**What is needed**
Return each line of the data below that contains the string "dataStorage".

**Data for review**
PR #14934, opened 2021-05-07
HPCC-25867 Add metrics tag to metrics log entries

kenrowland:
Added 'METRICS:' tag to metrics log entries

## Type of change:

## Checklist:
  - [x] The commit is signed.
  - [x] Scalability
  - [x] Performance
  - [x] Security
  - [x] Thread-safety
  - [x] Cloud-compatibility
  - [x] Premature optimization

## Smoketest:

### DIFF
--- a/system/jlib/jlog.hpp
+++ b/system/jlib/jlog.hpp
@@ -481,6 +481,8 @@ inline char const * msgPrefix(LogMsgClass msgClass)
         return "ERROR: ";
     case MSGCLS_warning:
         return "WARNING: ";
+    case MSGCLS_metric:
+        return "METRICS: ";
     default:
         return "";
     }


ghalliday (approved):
* * *
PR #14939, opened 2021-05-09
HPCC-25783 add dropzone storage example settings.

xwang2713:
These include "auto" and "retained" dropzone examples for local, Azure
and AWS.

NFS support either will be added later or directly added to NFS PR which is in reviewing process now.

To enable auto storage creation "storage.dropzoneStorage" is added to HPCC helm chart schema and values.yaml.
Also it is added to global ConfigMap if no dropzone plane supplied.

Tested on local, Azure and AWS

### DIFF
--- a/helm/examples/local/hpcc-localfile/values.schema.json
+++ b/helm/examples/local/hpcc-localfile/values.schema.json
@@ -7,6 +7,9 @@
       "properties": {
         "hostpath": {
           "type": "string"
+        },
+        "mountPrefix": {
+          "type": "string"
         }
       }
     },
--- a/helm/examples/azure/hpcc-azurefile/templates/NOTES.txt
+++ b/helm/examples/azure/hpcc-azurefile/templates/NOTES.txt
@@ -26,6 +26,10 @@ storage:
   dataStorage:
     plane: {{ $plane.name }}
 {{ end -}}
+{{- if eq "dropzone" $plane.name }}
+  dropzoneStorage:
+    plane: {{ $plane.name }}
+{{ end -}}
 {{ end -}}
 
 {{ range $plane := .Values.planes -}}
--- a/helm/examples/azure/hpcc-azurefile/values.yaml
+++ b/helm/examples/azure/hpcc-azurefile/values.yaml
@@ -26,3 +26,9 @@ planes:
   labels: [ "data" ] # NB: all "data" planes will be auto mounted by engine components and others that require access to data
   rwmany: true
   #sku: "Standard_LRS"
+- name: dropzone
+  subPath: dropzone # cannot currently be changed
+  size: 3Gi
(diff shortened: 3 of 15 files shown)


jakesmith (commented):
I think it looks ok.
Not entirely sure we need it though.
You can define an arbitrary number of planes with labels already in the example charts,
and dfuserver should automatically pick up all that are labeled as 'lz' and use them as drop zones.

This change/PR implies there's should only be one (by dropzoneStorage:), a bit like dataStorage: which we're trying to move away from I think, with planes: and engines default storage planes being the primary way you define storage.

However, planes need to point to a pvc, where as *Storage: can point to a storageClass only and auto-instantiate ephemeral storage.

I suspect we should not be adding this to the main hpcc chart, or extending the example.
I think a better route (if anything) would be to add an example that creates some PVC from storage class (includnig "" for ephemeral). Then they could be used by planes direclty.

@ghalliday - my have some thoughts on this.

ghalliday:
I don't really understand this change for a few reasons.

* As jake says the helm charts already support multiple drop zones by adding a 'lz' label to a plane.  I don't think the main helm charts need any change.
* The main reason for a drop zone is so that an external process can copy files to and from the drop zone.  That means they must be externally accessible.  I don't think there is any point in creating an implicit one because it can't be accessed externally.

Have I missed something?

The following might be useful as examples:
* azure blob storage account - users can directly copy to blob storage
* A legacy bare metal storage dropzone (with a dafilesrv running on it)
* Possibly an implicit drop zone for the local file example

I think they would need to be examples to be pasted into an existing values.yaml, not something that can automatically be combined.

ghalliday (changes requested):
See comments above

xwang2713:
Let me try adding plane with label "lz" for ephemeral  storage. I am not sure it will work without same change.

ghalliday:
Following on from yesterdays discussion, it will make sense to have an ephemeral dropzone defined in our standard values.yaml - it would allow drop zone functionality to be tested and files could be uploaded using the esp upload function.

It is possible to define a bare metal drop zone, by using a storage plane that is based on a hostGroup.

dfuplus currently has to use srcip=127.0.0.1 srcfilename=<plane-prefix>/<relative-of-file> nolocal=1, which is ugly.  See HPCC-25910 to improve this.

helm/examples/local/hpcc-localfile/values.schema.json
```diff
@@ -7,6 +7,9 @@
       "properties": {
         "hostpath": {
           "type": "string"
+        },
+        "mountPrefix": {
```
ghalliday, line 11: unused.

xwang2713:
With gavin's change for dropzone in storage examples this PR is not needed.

**Completed exercise**
   dataStorage:
This change/PR implies there's should only be one (by dropzoneStorage:), a bit like dataStorage: which we're trying to move away from I think, with planes: and engines default storage planes being the primary way you define storage.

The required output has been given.